_Exercise instructions_: Which lines below include the string "merge"? Please show each one.

Data excerpts:
==*==

Issue #232, opened 2015-08-19
Conversions should accept Dimension objects not just strings


vascotenner:
In the conversion from a table to a curve, one can select which vdim has to be used. However, this can only be a string, not a dimension. This will not work:
```
hv.Layout([params.to.curve(kdims='Power',vdims=vdim)  for vdim in params.vdims])
```
But this works:
```
hv.Layout([params.to.curve(kdims='Power',vdims=vdim.name)  for vdim in params.vdims])
```

philippjfr:
True, this is the case almost everywhere. This would be a fairly straightforward project for someone new to HoloViews development to tackle. It's not a priority for me so if you or anyone else wants to make this work please submit a PR.

philippjfr:
Addressed in the commit referenced above. Closing.

PR #233, opened 2015-08-20
Selecting dimensions

vascotenner:
To select a dimension, it is now possible to supply a Dimension instead of a name. Furthermore it is allowed to create empty units (which is the default)

This fixes issue #232

### DIFF
--- a/holoviews/core/dimension.py
+++ b/holoviews/core/dimension.py
@@ -76,7 +76,7 @@ class Dimension(param.Parameterized):
         may be an inbuilt constructor (such as int, str, float) or a
         custom class object.""")
 
-    unit = param.String(default=None, doc="""
+    unit = param.String(default=None, allow_None=True, doc="""
         Optional unit string associated with the Dimension. For
         instance, the string 'm' may be used represent units of meters
         and 's' to represent units of seconds.""")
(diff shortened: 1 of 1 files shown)


philippjfr:
Hadn't even thought about this but yes in most cases this should work. I think that test failure is random, I'll restart the build and hopefully it'll pass. Otherwise I'd be happy to merge this.

vascotenner:
What does coverage mean?

philippjfr:
I'm not entirely sure why coverage is failing, a small decline in testing coverage shouldn't cause a failure in itself. I'm okay merging this, next time please split the changes into separate commits though. The change to units is a valid one but shouldn't have been mixed in with the other change.

philippjfr:
I assume you're splitting it into separate commits? I'd have been happy to merge it in this case. Either way thanks for the contribution!

vascotenner:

==*==

_Solution for this problem_:
Hadn't even thought about this but yes in most cases this should work. I think that test failure is random, I'll restart the build and hopefully it'll pass. Otherwise I'd be happy to merge this.
I assume you're splitting it into separate commits? I'd have been happy to merge it in this case. Either way thanks for the contribution!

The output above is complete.